(ASSIGNMENT)
Go over the lines below, and when one contains the word "applied", copy it.

Stored items:
PR #188, opened 2020-08-11
fix(code-viewer): get rid of trailing lines

P0lip:
Fixes https://github.com/stoplightio/platform-internal/pull/3901#issuecomment-671279905

I realllly hope this is the last PR :laughing:

### DIFF
--- a/src/CodeViewer/components/BlockCodeViewer/hooks/useSlicedBlocks.ts
+++ b/src/CodeViewer/components/BlockCodeViewer/hooks/useSlicedBlocks.ts
@@ -1,33 +1,37 @@
 import * as React from 'react';
 
-class SlicedBlocks extends Array<string> {
-  public length = 1;
-  public [0] = '';
-  public linesMap!: Map<number, number>;
+type SlicedBlock = {
+  id: string;
+  value: string;
+  lineCount: number;
+};
+
+function createSlicedBlock(): SlicedBlock {
+  return {
+    id: Math.random().toString(36),
+    value: '',
+    lineCount: 0,
+  };
 }
 
-Object.defineProperty(SlicedBlocks.prototype, 'linesMap', {
-  value: new Map<number, number>(),
-});
-
 export const useSlicedBlocks = (value: string, maxLines: number | null) => {
-  return React.useMemo<SlicedBlocks | null>(() => {
+  return React.useMemo<SlicedBlock[] | null>(() => {
     if (maxLines === null) {
       return null;
     }
 
-    const blocks = new SlicedBlocks();
+    const blocks: SlicedBlock[] = [createSlicedBlock()];
 
     for (let i = 0, n = 0; i < value.length; i++) {
       const char = value[i];
-      blocks[blocks.length - 1] += char;
+      blocks[blocks.length - 1].value += char;
 
       if (char === '\n') {
         n++;
 
         if (n % maxLines === 0 && i + 1 !== value.length) {
-          blocks.linesMap.set(blocks.length - 1, n);
-          blocks.push('');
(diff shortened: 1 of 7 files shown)


lottamus:
I yalced this into platform-internal and it's still doing a weird jump



And also not highlighting all of the lines



And for comparison, here's how the indentation looking in production

image

@P0lip @wmhilton how about we switch to an open source code highlighter like https://github.com/react-syntax-highlighter/react-syntax-highlighter

P0lip:
@lottamus 
the jump from left to right is on purpose.
We adjust the size of sidebar so that all numbers can fit.
Previously, we used to have a pre-defined width, but this is no longer the case.
Right now, the width is adjusted to the number of digits.

> And also not highlighting all of the lines

bahhhh, let me see why is this happening. :roll_eyes:

lottamus:
> We adjust the size of sidebar so that all numbers can fit.

I think we might be over adjusting in this case. I'm pasting in the platform-internal root package.json which only goes up to 3 digits. Maybe start the adjustment if we're at 5+ digits. Or even larger, I'd rather our default styling handles a majority of the use-cases so most users never see the jumping (unless they're looking at something juuuuuge)

P0lip:
Speaking of code highlighting issue - I know why it's happening.
It's because we currently listen to window and root scroll events, but in case of Studio we have that fancy custom scrollbar.

> I think we might be over adjusting in this case. I'm pasting in the platform-internal root package.json which only goes up to 3 digits. Maybe start the adjustment if we're at 5+ digits. Or even larger, I'd rather our default styling handles a majority of the use-cases so most users never see the jumping (unless they're looking at something juuuuuge)

Yeah, that makes sense. Will do.

wmhilton:
> @P0lip @wmhilton how about we switch to an open source code highlighter like https://github.com/react-syntax-highlighter/react-syntax-highlighter

@lottamus Well, `react-syntax-highlighter` uses the exact same library (`refractor`) that we do, so I doubt it would be able to handle these large files. I can throw together a POC to compare though.

src/CodeViewer/components/BlockCodeViewer/hooks/useSlicedBlocks.ts
```diff
@@ -1,22 +1,37 @@
...
-  return React.useMemo<string[] | null>(() => {
+  return React.useMemo<SlicedBlock[] | null>(() => {
     if (maxLines === null) {
       return null;
     }
 
-    const blocks: string[] = [''];
+    const blocks: SlicedBlock[] = [createSlicedBlock()];
 
     for (let i = 0, n = 0; i < value.length; i++) {
```
wmhilton, line 25: image
image

P0lip:
@wmhilton do yo uhave the latest elements installed?
I fixed that issue in elements. It's not codeviewer's fault. It's TryIt component using `safeStringify` that returns undefined when you pass undefined.

wmhilton:
Ahhh. So I gotta upgrade both at once huh? :eyeroll: OOOOOk lemme try that.

P0lip:
For you reference
https://github.com/stoplightio/elements/pull/514
https://github.com/stoplightio/platform-internal/pull/3906

wmhilton:
> @lottamus Well, `react-syntax-highlighter` uses the exact same library (`refractor`) that we do, so I doubt it would be able to handle these large files. I can throw together a POC to compare though.

@lottamus Here's you answer:

Firefox:
image


Chrome:



At the time I post this, my Chrome tab still hasn't recovered. My fans are spinning like crazy. Google Chrome Helper (Renderer) is using 100% CPU.

PR #189, opened 2020-08-18
fix(table-of-contents): typing issue

marcelltoth:
Fixes https://github.com/stoplightio/platform-internal/pull/3901#issuecomment-675145014

### DIFF
--- a/src/TableOfContents/index.tsx
+++ b/src/TableOfContents/index.tsx
@@ -2,6 +2,7 @@ import { Button, Drawer } from '@blueprintjs/core';
 import cn from 'classnames';
 import { flatMap, range } from 'lodash';
 import * as React from 'react';
+import { PropsWithChildren, ReactElement } from 'react';
 
 import { FAIcon, FAIconProp } from '../FAIcon';
 import { ScrollContainer } from '../ScrollContainer';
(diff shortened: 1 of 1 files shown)


src/TableOfContents/index.tsx
```diff
@@ -49,7 +50,10 @@ export type RowComponentProps<T extends TableOfContentsItem, E = {}> = {
   toggleExpanded: () => void;
 } & ({} extends E ? {} : { extra: E });
 
-export type RowComponentType<T extends TableOfContentsItem, E = {}> = React.ComponentType<RowComponentProps<T, E>>;
+export type RowComponentType<T extends TableOfContentsItem, E = {}> = (
+  props: PropsWithChildren<RowComponentProps<T, E>>,
+  context?: any,
+) => ReactElement<any, any> | null;
```
marcelltoth, line 56: This is a subset of the original `React.ComponentType`.

Unforunately `ComponentType` / `FunctionComponent` do not play nice with generics because of `propTypes`. This is the call signature extracted from `FunctionComponent` which is enough for our purposes yet enables generics.

mallachari: Maybe a comment above so no one need to wonder why it is done this way?

PR #190, opened 2020-08-19
fix(code-viewer): remove Suspense

P0lip:
See https://github.com/stoplightio/platform-internal/pull/4035#discussion_r473085845 for the reasoning behind the change


wmhilton:
Keep the file named

> I would keep the file named `src/CodeViewer/components/BlockCodeViewer/BlockCodeViewer.tsx` and just update `index.ts` to export it. Might make the diff readable.

See?

before: 
image

after: 
image

PR #192, opened 2020-08-20
fix(code-viewer): use useEffect instead of useLayoutEffect

P0lip:
`useLayoutEffect` is not supported by SSR.
Swapping `useLayoutEffect` with `useEffect` improves the rendering of CodeViewer on sites that use SSR.
The regular usage does not seem to be notably affected by this change.

### DIFF
--- a/src/CodeViewer/components/BlockCodeViewer/BlockCodeViewer.tsx
+++ b/src/CodeViewer/components/BlockCodeViewer/BlockCodeViewer.tsx
@@ -29,7 +29,7 @@ const BlockCodeViewer: React.FC<IBlockCodeViewerProps> = ({ className, language,
     slicedBlocks !== null && maxLines !== null ? slicedBlocks.length * maxLines : 0,
   ).length;
 
-  React.useLayoutEffect(() => {
+  React.useEffect(() => {
     if (nodeRef.current !== null) {
       setMaxLines(calculateMaxLines(window.innerHeight)); // we have to use window here, as element may not ave any height at this time
     }


wmhilton:
What do we need to do to enable SSR for CodeViewer in platform? I tried yalcing it but as you can see, no bueno.




done using:
image

wmhilton:
To clarify... I would expect the text inside the CodeViewer to be present before hydration, and only the syntax highlighting applied client side in the `useEffect`.

wmhilton:
Aha. Figured it out, sort of. If I change https://github.com/stoplightio/ui-kit/pull/192/files#diff-53d277950c0626d41529ff6a0798bc79R24 from `null` to say, `100`, then I see the desired result.



@P0lip Does `maxLines` even matter? It just determines the batch size of how many lines are highlighted at a time right? Can we just use a constant like... 10? Or 1?

wmhilton:
@P0lip Don't be mad, but I simplified your code a bit. 😄 It works well with the "lots of text" example in Storybook as well as yalced into platform.

wmhilton (dismissed):
:trollface: I APPROVE MY CODE

P0lip:
Hold on

P0lip:
> What do we need to do to enable SSR for CodeViewer in platform? I tried yalcing it but as you can see, no bueno.

Hmm, it works differently in my case. :man_shrugging: 
Did you set resolution? I suppose you did, but just making sure.

In any case, I'd really refrain from changing maxLines.
I added it for a reason. 
It's here to make sure we only highlight the relevant part and not N lines.
If your screen is capable of rendering 400 lines, the maxLines would equal ~401.
The change you made may cause the scroll flickering you @wmhilton hated.
Right now, we highlight the visible block as well as its siblings,see
https://github.com/stoplightio/ui-kit/blob/9b29cfda5dcdca20591af0d91d9b8bb66d82aaf2/src/CodeViewer/components/BlockCodeViewer/BlockCodeViewer.tsx#L38

wmhilton:
> It's here to make sure we only highlight the relevant part and not N lines.

Yes but we highlight all visible blocks + siblings. So there's really no relationship to the viewport.

P0lip:
yeah, but this is only because we use IntersectionObserver.
In any case, I don't really mind. If it works okay, let's ship it.

wmhilton:
> this is only because we use IntersectionObserver.

Exactly. Using IntersectionObserver basically deprecates all the old logic. It's just much better. 🥳 

Give it a whirl, I honestly think it's worth it because we can remove ResizeObserver completely and reduce a lot of complexity.

P0lip:
It's okay. Less code is usually better.

PR #193, opened 2020-08-24
feat(code-viewer): animated transition from plain to highlighted

marcelltoth:
Followup to #192 and stoplightio/platform-internal#4086

## Summary

Animates the transition from plain text view to highlighted view.

## Details
When first rendering the CodeViewer it does not perform syntax highlighting.

To optimize performance highlighting happens after rendering in a `useEffect` hook. This causes a flicker when the coloring is finally applied to the text. This is especially noticable when the initial render is performed server-side.

This fix smoothens out the process using a short (0.3s) animation to introduce the color.

### Why not inside CodeEditor?

The library CodeEditor is using is probably missing some keys, which makes every token `div` remounted on change (which happens quite often in an editor). This causes repeated animations.

### Extra

Fixed that ugly `as any` cast.

## Demo

Check out the codeviewer storybooks.


P0lip (approved):
Seems harmless.
Tested it and everything works correctly.

PR #194, opened 2020-10-01
feat: bump fontawesome types to latest version

marcelltoth:
To remove version conflict and resolution in https://github.com/stoplightio/elements/pull/607

Only types changed.


mmiask (approved):
Looks good!

PR #195, opened 2020-11-16
feat: Display endpoint method and icons for schema and API

mallachari:
Needed by https://github.com/stoplightio/elements/issues/639

Changes:
- fixes collapsing all descendant children nodes when toggling parent (nested nodes remained open - I've added a simple story for that)
- adds toc item icons positioning (we need to have them on both sides)
- allows using text labels instead of icons (i.e. for oas operation labels)
- splits group items containing `to` property so they can have both actions handled

~~Note: note sure if we should use paid FA icons here (as in original issue). IIRC elements were supposed to use free version which leaves platform without a choice.~~

Peek 2020-11-16 04-44

### DIFF
--- a/.storybook/preview-head.html
+++ b/.storybook/preview-head.html
@@ -1,0 +1,3 @@
+<!-- .storybook/preview-head.html -->
+
+<link rel="stylesheet" href="https://cdnjs.cloudflare.com/ajax/libs/font-awesome/5.15.1/css/all.min.css">
--- a/src/TableOfContents/index.tsx
+++ b/src/TableOfContents/index.tsx
@@ -110,16 +110,14 @@ function TableOfContentsInner<T extends TableOfContentsItem = TableOfContentsIte
   // an array of functions. Invoking the N-th function toggles the expanded flag on the N-th content item
   const toggleExpandedFunctions = React.useMemo(() => {
     return range(contents.length).map(i => () => {
-      let childrenToCollapse = {};
-      if (expanded[i]) {
-        const item = contents[i];
-        const children = findDescendantIndices(item.depth ?? 0, i, contents.slice(i + 1));
-        childrenToCollapse = children.reduce((obj, index) => {
-          obj[index] = false;
-          return obj;
-        }, {});
-      }
       setExpanded(current => {
+        let childrenToCollapse = {};
+        if (current[i]) {
+          const item = contents[i];
+          const children = findDescendantIndices(item.depth ?? 0, i, contents.slice(i + 1));
+          childrenToCollapse = Object.fromEntries(children.map(i => [i, false]));
+        }
+
         return {
           ...current,
           [i]: !current[i],
@@ -128,7 +126,7 @@ function TableOfContentsInner<T extends TableOfContentsItem = TableOfContentsIte
       });
     });
     // eslint-disable-next-line react-hooks/exhaustive-deps
-  }, [contents, contents.length, expanded]);
+  }, [contents, contents.length]);
 
   // expand ancestors of active items by default
   React.useEffect(() => {
@@ -347,7 +345,7 @@ function DefaultRowImpl<T extends TableOfContentsItem>({ item, isExpanded, toggl
           {actionElem}
           {item.iconPosition === 'right' && iconElem}
           {isGroup && (
-            <div onClick={() => isGroupItem && toggleExpanded()} className="px-2">
+            <div onClick={isGroupItem ? toggleExpanded : undefined} className="px-2">
               <FAIcon className="TableOfContentsItem__icon" icon={isExpanded ? 'chevron-down' : 'chevron-right'} />
             </div>
           )}
--- a/src/TableOfContents/index.tsx
+++ b/src/TableOfContents/index.tsx
@@ -109,13 +109,26 @@ function TableOfContentsInner<T extends TableOfContentsItem = TableOfContentsIte
 
   // an array of functions. Invoking the N-th function toggles the expanded flag on the N-th content item
   const toggleExpandedFunctions = React.useMemo(() => {
-    return range(contents.length).map(i => () =>
-      setExpanded(current => ({
-        ...current,
-        [i]: !current[i],
-      })),
-    );
-  }, [contents.length]);
+    return range(contents.length).map(i => () => {
+      let childrenToCollapse = {};
+      if (expanded[i]) {
+        const item = contents[i];
+        const children = findDescendantIndices(item.depth ?? 0, i, contents.slice(i + 1));
+        childrenToCollapse = children.reduce((obj, index) => {
+          obj[index] = false;
+          return obj;
+        }, {});
+      }
+      setExpanded(current => {
+        return {
+          ...current,
+          [i]: !current[i],
+          ...childrenToCollapse,
+        };
+      });
+    });
+    // eslint-disable-next-line react-hooks/exhaustive-deps
+  }, [contents, contents.length, expanded]);
 
   // expand ancestors of active items by default
   React.useEffect(() => {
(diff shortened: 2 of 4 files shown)


.storybook/preview-head.html
```diff
@@ -0,0 +1,3 @@
+<!-- .storybook/preview-head.html -->
+
+<link rel="stylesheet" href="https://cdnjs.cloudflare.com/ajax/libs/font-awesome/5.15.1/css/all.min.css">
```
mpodlasin, line 3: This is interesting to me.

Does it mean in production we are also loading those styles from cdn?

When I used `font-awesome` icons last time I remember, React version was including the styles by itself (or at the very least they were coming from `node_modules` package, not cdn).

.storybook/preview-head.html
```diff
@@ -0,0 +1,3 @@
+<!-- .storybook/preview-head.html -->
```
mpodlasin, line 1: Interestingly, when running storybook, I get an error:

Screenshot from 2020-11-16 15-38-31

If this is not caused by your PR or it only appears on my computer, you can ignore this comment.

mpodlasin (changes requested):

.storybook/preview-head.html
mallachari: In production we don't need to do that this way, but icons in storybook here and in elements don't work (at least for me) so I added this which helped. Though I didn't put much attention to that, it could probably be done differently, I just wanted to be able to test the pr

mpodlasin:
I don't known why, but in my storybook, in `nested` story, clicking on a topmost button does nothing. I have to click on the arrow itself to make it work.

mallachari:
> I don't know why, but in my storybook, in `nested` story, clicking on a topmost button does nothing. I have to click on the arrow icon specifically to make it work.
> 
> Interestingly all the other buttons, apart from topmost one, work as expected. 
> 
> And it happens only in `nested` story, other stories work fine.

That is the feature :D 
It's group item with link so clicking it unlike others navigates to node and only arrow expands it.

Check out the requirements for Project ToC https://github.com/stoplightio/elements/issues/638

It says:
> When generating the TableOfContents for an API, add the API as a group with tags, endpoints, and schemas nested inside of it
Clicking the API should navigate to API overview, and not toggle expand/collapse
Clicking "caret" icon for API should toggle the group expanded or collapsed

src/TableOfContents/index.tsx
```diff
@@ -107,13 +109,26 @@ function TableOfContentsInner<T extends TableOfContentsItem = TableOfContentsIte
...
+          return obj;
+        }, {});
+      }
+      setExpanded(current => {
+        return {
+          ...current,
+          [i]: !current[i],
+          ...childrenToCollapse,
+        };
+      });
```
marcelltoth, line 128: There was some reason I moved some of the logic to inside the callback function. Likely it's safer there, but in any case, I'd rather have it at a single place. What do you think of
```tsx
      setExpanded(current => {
        let childrenToCollapse = {};
        if (current[i]) {
          const item = contents[i];
          const children = findDescendantIndices(item.depth ?? 0, i, contents.slice(i + 1));
          childrenToCollapse = children.reduce((obj, index) => {
            obj[index] = false;
            return obj;
          }, {});
        }

        return {
          ...current,
          [i]: !current[i],
          ...childrenToCollapse,
        };
      });
```

And while you're there you could consider
```tsx
childrenToCollapse = Object.fromEntries(children.map(i => [i, false]));
```
which is the same as your `reduce`.

src/TableOfContents/index.tsx
```diff
@@ -107,13 +109,26 @@ function TableOfContentsInner<T extends TableOfContentsItem = TableOfContentsIte
...
+    });
+    // eslint-disable-next-line react-hooks/exhaustive-deps
+  }, [contents, contents.length, expanded]);
```
marcelltoth, line 131: Oh this is one of the reasons why.
If you make the above change you'll only depend on `contents` and can get rid of the eslint inhibit.

src/TableOfContents/index.tsx
```diff
@@ -19,6 +19,8 @@ export type TableOfContentsItem = {
   icon?: FAIconProp;
   activeIcon?: FAIconProp;
   iconColor?: string;
+  iconPosition?: 'left' | 'right';
+  textIcon?: string;
```
marcelltoth, line 23: It's starting to feel like our abstraction is broken: there's way too many `icon` props allowing for not too many use-cases.
Not something to block this PR, but next time we touch ToC this will likely need some cleanup.

src/TableOfContents/index.tsx
```diff
@@ -313,11 +345,11 @@ function DefaultRowImpl<T extends TableOfContentsItem>({ item, isExpanded, toggl
           {item.meta && <span className="text-sm text-left text-gray font-medium">{item.meta}</span>}
           {loadingElem}
           {actionElem}
+          {item.iconPosition === 'right' && iconElem}
           {isGroup && (
-            <FAIcon
-              className="TableOfContentsItem__icon"
-              icon={['far', isExpanded ? 'chevron-down' : 'chevron-right']}
-            />
+            <div onClick={() => isGroupItem && toggleExpanded()} className="px-2">
```
marcelltoth, line 350: IMO a nicer way to express this would be `onClick={isGroupItem ? toggleExpanded : undefined}`. A tiny bit more efficient as well but mainly more expressive:

*If it's a group item then we handle the click like this. Otherwise we **don't** handle it at all.*

marcelltoth (approved):
>> I don't know why, but in my storybook, in `nested` story, clicking on a topmost button does nothing. I have to click on the arrow icon specifically to make it work.
>> 
>> Interestingly all the other buttons, apart from topmost one, work as expected. 
>> 
>> And it happens only in `nested` story, other stories work fine.
>
>That is the feature :D 
>It's group item with link so clicking it unlike others navigates to node and only arrow expands it.

TBH I completely agree with @mpodlasin 's opinion on this. It's horrible user experience. The same user action "clicking an item" that you are used to suddenly "just doesn't work" on some items, without having a clear indicator on *why* that is the case. Especially true for the API Overview page which is the default page, so trying to expand that node will be a **complete no-op** for the user as they are already on that page.

Having said that, this is a design issue. The PR delivers what was asked for and is very important to finish the rest of the issues so gets the ✔️ from me. But cc @philsturgeon we'll likely need a followup adjustment here.

 I left some comments but none of them are blockers. 🚢 it!

.storybook/preview-head.html
marcelltoth: I know the FA situation is still weird. 

Currently `ui-kit` doesn't contain FontAwesome itself but documents it as a dependency to be installed by its users. What @mallachari did here was what we usually do in storybooks to satisfy such deps, in SaaS production we install from `node_modules` as you said.

One reason you don't want to be installing FA in a library as a regular dep is that many sites already use it (mostly using some CDN), and bundling it would result in duplication and possible version conflicts. We can discuss a better FA strategy on Slack if you have ideas, this is of course by no means perfect.

src/TableOfContents/index.tsx
mallachari: Yup, that would be good, I've changed it. 
`fromEntries` indeed might be better - more readable too.

src/TableOfContents/index.tsx
mallachari: I think we still would need that `contents.length`, just `contents` would be enough to react on length change, right?

src/TableOfContents/index.tsx
mallachari: Good point. Done

mallachari:
I also had these thoughts about that but that's some kind of trade off for not having `Overview` item. In actual ToC it feels better as clicking it has an action of switching node.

(TASK ANSWER)
To clarify... I would expect the text inside the CodeViewer to be present before hydration, and only the syntax highlighting applied client side in the `useEffect`.
To optimize performance highlighting happens after rendering in a `useEffect` hook. This causes a flicker when the coloring is finally applied to the text. This is especially noticable when the initial render is performed server-side.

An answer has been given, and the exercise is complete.